## TASK:
Using the data below, output the first line and every line after it up to and including the line containing "Thanks for the fix which LGTM.", exactly as written and with nothing added.

## AVAILABLE DATA:

PR #1343, opened 2023-03-22
Fix CompareOp interpreter interface inconsistency

anakinxc:
It looks like the decl of evalCompareOp has an extra `compareType` parameter.


sdasgup3:
Thanks for the fix which LGTM.

@ghpvnist Maybe we should make sure the use of evalOp* in `eval` function (https://github.com/openxla/stablehlo/blob/311f14ce78c7fe35d304ee91007b58c335cf821e/stablehlo/reference/Ops.cpp#L484) to rely on the declarations in `Ops.h` for type checking. One solution might be to put that function at the beginning of `Ops.cpp`.

sdasgup3 (approved):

## RESULT OF THE TASK:
PR #1343, opened 2023-03-22
Fix CompareOp interpreter interface inconsistency

anakinxc:
It looks like the decl of evalCompareOp has an extra `compareType` parameter.


sdasgup3:
Thanks for the fix which LGTM.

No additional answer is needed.